_Task instructions_
How many lines below contain the word "outstanding"? Give only the number.

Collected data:
Issue #2452, opened 2026-04-27
Control frames not marked as lost on old path after migration


birneee:
After migration, the server may have unacknowledged packets on the old path carrying control frames that are never retransmitted.

Neither retransmission mechanism covers these frames:

**ACK-based** loss detection does not fire on the old path. 
On the old path, `newly_acked` is always empty so `on_ack_received` returns early without calling `detect_lost_packets`.

**PTO-based** retransmission skips control frames. 
The PTO filter only selects packets where `has_data` is true, so control frames are excluded.

Affected frames are: `RESET_STREAM`, `STOP_SENDING`, `MAX_STREAM_DATA`, `MAX_DATA`, `MAX_STREAMS`, `RETIRE_CONNECTION_ID`, `NEW_CONNECTION_ID`

This can lead to **indefinite stalls**.

I will share my unit tests soon.

shahoxo:
Same failure mode here, but with STREAM data rather than control frames.

Reproduces on 0.29.3 (built from the tag) on Linux and Windows, and on 0.22.0 on macOS — identical result on all three. Server side, C FFI, passive migration only.

After the peer's address changes, data that was in flight on the old path is never retransmitted. One PTO probe's worth gets through and the rest is stranded, so the receiving stream keeps a permanent hole while the connection itself looks healthy.

Repro (server → client, through a UDP relay I control):

1. connect, do one round trip so nothing is outstanding
2. write 20 messages (~214 B each) to a unidirectional stream, flushing after each one, so 20 separate packets go on the wire
3. close the relay's server-facing socket and open a new one, dropping all 20 — this is what a CGNAT rebinding does
4. stay silent for 500 ms
5. the client sends one packet from the new address, triggering the migration

20 messages written, 2 delivered, on every platform and both versions. PathEvent::PeerMigrated fires and ACKs keep flowing; the sender sees nothing wrong.

Server-side packet trace (times in ms):

168.45-168.71  packet_sent pn=3..22   stream off=29,243,...,4095   20 packets, all lost
232.01         packet_sent pn=23      ack + stream off=29
369.87         packet_sent pn=24      ack + stream off=29
623.34         packet_sent pn=26      ack + stream off=29
672.81         packet_received pn=3   stream          <- client's first packet from the new address
672.84         packet_sent pn=28      path_challenge
695.23         packet_sent pn=29      ack + path_challenge + stream off=4309
1127.65        packet_sent pn=31      stream off=29 len=467   <- this one reaches the client
[...]

PR #2454, opened 2026-04-28
Fix control frames not marked as lost on old path after migration (#2452)

birneee:
unit tests for https://github.com/cloudflare/quiche/issues/2452


quiche/src/recovery/gcongestion/recovery.rs
```diff
@@ -832,55 +832,53 @@ impl RecoveryOps for GRecovery {
...
-            prior_in_flight,
-            self.bytes_in_flight.get(),
-            now,
-            &self.newly_acked,
-            &self.lost_reuse,
-            self.epochs[epoch].least_unacked(),
-            &self.rtt_stats,
-            &mut self.recovery_stats,
-        );
+        if !self.newly_acked.is_empty() {
```
ghedo, line 867: When an ACK only covers packets sent on another path, `newly_acked` is empty but `detect_and_remove_lost_packets()` can populate `lost_reuse`. This guard then prevents BBR2 from processing those losses, including removing packet state from its bandwidth sampler. The timeout path explicitly calls `on_congestion_event()` with an empty ACK list for this reason. Please invoke it when either ACKs or losses exist, while keeping only the PTO reset conditional on `newly_acked`.

quiche/src/tests.rs
```diff
@@ -12926,3 +12926,337 @@ fn server_qlog() {
         panic!("expected Qlog event");
     }
 }
+
+/// Tests that frames are correctly retransmitted across paths
+fn do_after_migration_receive_retransmit(
```
ghedo, line 12931: This helper supports 10 frame tests across two recovery implementations and both migration values, producing 40 cases and 336 added lines. Existing tests already cover same-path retransmission for these frame types. Could this be reduced to an extension of `validate_ack_range_on_ack_received` for the empty-local-ACK case plus one representative end-to-end migration test using a control-only frame such as `RESET_STREAM`?

quiche/src/tests.rs
```diff
@@ -12926,3 +12926,337 @@ fn server_qlog() {
...
+#[rstest]
+fn after_migration_receive_retransmit_stream_data(
+    #[values("cubic", "bbr2_gcongestion")] cc_algorithm_name: &str,
+    #[values(true, false)] migrate: bool,
+) {
+    do_after_migration_receive_retransmit(
+        cc_algorithm_name,
+        migrate,
+        |_| {},
+        |pipe| assert_eq!(pipe.server.stream_send(1, b"hello", true), Ok(5)),
```
ghedo, line 13055: A single STREAM packet is already eligible for PTO because `has_data` is true, so this does not exercise the reported stream-data starvation. That failure occurs when more than `MAX_PTO_PROBES_COUNT` packets are outstanding and every PTO selects the same oldest packets. Please either remove this redundant case or send more than two separate packets and verify that data from the final packet is recovered.

ghedo (changes requested):
The underlying migration bug is valid and the general recovery change is appropriate. However, the gcongestion path currently drops loss-only congestion notifications, and the regression suite is substantially broader than needed. Please address the loss accounting and reduce the tests to focused coverage.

_Answer section_
2